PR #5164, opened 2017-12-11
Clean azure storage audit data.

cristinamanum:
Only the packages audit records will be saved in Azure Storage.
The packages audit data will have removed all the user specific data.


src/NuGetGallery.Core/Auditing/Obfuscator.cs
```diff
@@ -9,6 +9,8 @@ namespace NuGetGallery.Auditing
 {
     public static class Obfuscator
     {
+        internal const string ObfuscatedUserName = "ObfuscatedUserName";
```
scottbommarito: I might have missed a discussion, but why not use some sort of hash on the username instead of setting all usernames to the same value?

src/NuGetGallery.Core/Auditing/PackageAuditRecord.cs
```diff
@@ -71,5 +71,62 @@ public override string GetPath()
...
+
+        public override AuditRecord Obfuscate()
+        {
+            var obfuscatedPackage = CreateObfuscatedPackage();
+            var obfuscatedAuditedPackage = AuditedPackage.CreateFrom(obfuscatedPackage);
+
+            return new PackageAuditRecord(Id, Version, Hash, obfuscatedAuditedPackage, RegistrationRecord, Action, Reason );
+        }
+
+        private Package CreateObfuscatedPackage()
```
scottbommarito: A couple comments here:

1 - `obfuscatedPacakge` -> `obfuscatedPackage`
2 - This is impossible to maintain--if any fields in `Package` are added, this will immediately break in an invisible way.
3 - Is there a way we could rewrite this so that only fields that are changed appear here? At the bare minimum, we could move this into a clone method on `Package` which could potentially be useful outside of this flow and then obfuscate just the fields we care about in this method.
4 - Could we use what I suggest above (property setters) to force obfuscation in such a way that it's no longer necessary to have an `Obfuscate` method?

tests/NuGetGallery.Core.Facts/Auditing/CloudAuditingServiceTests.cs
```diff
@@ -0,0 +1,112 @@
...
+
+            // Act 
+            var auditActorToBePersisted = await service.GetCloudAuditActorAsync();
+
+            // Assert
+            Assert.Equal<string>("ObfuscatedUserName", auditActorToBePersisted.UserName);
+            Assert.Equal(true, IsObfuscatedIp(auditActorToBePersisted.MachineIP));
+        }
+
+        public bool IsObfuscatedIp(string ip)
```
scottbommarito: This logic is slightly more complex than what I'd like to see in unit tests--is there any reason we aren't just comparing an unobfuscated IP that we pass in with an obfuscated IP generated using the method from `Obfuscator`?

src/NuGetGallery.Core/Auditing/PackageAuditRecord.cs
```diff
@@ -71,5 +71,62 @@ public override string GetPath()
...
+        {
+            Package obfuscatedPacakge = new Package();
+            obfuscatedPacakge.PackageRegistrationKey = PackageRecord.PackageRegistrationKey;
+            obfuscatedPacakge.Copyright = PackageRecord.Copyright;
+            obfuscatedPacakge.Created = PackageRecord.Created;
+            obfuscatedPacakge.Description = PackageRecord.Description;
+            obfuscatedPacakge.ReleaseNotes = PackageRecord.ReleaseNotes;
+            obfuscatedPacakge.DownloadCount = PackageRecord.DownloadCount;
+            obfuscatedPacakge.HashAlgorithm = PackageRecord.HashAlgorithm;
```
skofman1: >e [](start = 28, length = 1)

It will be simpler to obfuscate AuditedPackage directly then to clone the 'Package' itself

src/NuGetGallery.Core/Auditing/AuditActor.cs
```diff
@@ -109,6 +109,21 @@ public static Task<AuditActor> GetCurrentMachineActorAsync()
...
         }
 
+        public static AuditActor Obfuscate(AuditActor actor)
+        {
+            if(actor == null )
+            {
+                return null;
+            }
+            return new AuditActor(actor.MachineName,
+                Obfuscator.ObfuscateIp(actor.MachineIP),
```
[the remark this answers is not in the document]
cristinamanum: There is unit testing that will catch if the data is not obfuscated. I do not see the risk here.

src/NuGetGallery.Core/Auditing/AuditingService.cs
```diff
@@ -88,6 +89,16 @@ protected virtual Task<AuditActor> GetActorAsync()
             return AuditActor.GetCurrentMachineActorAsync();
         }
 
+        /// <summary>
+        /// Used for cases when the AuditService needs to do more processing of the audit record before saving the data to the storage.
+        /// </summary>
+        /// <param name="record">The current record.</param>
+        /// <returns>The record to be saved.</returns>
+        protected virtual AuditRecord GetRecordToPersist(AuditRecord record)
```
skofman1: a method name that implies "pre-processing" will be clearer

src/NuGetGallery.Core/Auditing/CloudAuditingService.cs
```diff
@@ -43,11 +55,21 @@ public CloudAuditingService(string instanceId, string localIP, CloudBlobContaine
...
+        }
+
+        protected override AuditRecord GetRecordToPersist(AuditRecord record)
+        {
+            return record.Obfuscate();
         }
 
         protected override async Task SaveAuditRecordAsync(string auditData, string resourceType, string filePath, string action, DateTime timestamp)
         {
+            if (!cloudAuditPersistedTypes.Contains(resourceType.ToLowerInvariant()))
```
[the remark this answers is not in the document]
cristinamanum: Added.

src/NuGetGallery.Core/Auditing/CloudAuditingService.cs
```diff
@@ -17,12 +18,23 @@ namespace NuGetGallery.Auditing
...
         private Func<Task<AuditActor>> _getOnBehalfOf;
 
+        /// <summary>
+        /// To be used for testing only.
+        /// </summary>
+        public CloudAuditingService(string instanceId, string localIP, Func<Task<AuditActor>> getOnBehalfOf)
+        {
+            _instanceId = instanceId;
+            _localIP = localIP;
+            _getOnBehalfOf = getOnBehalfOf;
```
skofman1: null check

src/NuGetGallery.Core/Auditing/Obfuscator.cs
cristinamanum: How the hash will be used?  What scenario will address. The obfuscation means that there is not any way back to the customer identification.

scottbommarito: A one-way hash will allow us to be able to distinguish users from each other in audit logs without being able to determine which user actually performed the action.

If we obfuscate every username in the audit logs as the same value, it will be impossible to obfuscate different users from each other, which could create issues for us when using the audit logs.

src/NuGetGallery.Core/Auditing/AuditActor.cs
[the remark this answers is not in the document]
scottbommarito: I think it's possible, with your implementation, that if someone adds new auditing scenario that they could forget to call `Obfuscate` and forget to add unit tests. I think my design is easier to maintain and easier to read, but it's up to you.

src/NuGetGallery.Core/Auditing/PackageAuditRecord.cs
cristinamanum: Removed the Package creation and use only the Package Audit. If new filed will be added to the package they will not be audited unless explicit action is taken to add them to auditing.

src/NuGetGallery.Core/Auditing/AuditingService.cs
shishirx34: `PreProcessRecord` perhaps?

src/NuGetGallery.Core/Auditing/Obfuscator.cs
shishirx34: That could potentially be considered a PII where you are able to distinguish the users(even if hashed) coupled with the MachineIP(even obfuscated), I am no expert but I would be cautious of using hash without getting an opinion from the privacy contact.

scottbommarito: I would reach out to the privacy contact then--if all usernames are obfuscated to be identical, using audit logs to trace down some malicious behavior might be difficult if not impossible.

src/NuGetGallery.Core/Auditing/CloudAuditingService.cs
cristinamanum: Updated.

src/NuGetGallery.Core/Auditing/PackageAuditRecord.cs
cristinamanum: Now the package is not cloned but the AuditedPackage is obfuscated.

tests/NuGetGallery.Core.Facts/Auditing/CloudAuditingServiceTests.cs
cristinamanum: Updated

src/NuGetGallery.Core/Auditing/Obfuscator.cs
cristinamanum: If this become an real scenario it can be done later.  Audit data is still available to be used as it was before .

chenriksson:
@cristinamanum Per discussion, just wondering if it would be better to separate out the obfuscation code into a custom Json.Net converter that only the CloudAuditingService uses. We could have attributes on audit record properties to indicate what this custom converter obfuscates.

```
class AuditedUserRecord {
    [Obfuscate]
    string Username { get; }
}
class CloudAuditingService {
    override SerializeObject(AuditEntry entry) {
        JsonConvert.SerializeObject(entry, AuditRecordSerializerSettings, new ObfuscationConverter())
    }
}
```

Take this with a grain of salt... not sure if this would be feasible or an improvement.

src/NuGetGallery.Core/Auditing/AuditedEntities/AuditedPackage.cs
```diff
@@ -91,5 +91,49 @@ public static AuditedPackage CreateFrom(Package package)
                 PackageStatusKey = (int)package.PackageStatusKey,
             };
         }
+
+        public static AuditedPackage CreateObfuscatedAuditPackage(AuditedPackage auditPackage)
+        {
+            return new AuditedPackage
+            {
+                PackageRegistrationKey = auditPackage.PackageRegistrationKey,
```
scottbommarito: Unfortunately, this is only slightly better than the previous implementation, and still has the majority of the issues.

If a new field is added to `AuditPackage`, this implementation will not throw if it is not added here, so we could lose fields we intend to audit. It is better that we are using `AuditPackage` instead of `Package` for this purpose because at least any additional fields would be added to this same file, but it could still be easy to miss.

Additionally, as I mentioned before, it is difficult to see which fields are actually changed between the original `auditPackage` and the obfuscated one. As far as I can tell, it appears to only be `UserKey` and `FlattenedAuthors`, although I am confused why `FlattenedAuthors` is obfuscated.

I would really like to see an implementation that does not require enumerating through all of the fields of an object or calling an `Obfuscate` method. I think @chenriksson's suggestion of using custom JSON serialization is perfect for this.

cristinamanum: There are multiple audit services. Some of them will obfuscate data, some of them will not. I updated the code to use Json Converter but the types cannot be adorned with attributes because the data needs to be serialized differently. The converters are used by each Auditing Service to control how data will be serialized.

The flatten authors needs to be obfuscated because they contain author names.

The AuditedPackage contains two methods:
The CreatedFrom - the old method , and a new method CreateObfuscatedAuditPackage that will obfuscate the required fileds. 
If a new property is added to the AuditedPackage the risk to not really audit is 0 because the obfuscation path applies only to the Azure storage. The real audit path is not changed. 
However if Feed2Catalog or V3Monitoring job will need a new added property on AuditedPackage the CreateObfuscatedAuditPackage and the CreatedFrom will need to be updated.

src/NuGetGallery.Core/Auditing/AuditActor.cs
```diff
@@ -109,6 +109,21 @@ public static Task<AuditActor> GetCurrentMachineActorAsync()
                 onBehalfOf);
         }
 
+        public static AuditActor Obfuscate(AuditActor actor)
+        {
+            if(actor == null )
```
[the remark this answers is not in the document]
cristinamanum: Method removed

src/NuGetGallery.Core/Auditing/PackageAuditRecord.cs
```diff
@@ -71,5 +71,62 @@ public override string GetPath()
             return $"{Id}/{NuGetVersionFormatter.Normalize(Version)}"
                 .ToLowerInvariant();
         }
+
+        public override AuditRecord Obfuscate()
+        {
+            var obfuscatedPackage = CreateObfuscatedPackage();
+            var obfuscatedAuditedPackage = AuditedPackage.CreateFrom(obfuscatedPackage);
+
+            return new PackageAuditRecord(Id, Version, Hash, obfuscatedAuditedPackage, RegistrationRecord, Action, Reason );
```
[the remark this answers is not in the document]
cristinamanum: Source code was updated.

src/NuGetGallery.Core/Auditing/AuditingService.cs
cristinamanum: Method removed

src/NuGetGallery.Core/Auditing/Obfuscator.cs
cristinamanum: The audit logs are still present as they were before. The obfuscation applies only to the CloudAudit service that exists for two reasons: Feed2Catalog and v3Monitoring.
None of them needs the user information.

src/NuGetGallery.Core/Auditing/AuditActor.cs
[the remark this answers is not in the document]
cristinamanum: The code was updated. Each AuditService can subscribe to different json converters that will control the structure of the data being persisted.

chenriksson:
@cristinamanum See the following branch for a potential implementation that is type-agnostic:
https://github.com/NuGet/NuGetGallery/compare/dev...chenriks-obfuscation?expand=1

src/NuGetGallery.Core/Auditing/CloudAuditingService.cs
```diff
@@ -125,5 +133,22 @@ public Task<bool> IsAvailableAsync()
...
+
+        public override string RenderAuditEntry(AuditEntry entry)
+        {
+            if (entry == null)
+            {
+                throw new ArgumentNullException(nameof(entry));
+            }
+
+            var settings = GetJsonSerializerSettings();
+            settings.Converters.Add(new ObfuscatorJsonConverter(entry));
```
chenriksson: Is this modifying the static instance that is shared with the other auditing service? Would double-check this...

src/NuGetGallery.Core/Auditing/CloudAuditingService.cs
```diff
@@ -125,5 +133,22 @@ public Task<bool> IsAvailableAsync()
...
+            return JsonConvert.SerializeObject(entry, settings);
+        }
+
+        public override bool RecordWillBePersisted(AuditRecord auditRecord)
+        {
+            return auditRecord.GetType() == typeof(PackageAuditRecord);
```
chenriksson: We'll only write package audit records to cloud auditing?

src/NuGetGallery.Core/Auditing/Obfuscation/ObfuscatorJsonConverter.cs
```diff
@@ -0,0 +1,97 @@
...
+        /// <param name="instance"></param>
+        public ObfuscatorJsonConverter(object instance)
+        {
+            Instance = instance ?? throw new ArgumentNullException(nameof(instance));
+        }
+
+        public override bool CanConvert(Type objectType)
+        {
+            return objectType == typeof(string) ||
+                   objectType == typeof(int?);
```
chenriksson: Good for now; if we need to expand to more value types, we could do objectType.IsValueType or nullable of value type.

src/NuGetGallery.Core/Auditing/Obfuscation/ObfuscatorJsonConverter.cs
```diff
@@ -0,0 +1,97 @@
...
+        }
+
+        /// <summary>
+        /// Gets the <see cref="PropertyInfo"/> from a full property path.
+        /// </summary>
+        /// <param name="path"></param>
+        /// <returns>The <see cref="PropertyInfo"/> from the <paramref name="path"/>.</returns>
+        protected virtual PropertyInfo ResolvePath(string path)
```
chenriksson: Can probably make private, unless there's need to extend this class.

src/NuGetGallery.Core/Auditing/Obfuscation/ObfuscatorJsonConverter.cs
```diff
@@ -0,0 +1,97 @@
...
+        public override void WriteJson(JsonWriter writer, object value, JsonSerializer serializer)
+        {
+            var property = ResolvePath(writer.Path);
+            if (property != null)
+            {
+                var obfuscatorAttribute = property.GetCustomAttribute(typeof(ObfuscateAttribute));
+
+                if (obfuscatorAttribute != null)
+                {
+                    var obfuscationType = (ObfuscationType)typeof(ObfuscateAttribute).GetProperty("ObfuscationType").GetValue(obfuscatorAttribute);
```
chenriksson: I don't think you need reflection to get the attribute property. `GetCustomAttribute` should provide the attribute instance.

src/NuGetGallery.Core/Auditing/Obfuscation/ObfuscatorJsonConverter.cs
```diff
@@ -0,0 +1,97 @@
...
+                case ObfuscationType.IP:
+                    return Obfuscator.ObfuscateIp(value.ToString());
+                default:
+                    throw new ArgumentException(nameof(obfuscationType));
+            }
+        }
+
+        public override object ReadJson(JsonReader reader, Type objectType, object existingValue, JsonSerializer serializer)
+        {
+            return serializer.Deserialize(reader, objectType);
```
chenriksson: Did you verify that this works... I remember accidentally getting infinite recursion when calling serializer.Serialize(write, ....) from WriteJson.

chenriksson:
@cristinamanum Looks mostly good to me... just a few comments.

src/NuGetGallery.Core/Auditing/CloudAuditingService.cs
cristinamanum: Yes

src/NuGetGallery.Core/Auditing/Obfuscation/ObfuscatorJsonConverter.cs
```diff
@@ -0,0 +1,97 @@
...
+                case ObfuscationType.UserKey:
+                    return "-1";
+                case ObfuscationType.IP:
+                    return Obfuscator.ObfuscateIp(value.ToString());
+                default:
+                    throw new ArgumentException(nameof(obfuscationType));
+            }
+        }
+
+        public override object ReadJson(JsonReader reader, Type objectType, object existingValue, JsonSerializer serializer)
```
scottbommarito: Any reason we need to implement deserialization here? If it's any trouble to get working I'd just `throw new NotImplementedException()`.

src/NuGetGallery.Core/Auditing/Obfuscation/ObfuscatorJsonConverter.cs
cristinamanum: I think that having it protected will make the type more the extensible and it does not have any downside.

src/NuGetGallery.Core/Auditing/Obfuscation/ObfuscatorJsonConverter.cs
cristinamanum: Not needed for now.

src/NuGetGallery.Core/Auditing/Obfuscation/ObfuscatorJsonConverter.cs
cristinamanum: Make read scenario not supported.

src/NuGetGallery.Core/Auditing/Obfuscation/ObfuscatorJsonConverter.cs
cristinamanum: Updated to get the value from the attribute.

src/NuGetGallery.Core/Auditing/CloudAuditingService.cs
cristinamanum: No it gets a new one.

§ Exercise requirements: Reproduce each line of the material in which the string "WriteJson" occurs.

§ Solution for this problem:
+        public override void WriteJson(JsonWriter writer, object value, JsonSerializer serializer)
chenriksson: Did you verify that this works... I remember accidentally getting infinite recursion when calling serializer.Serialize(write, ....) from WriteJson.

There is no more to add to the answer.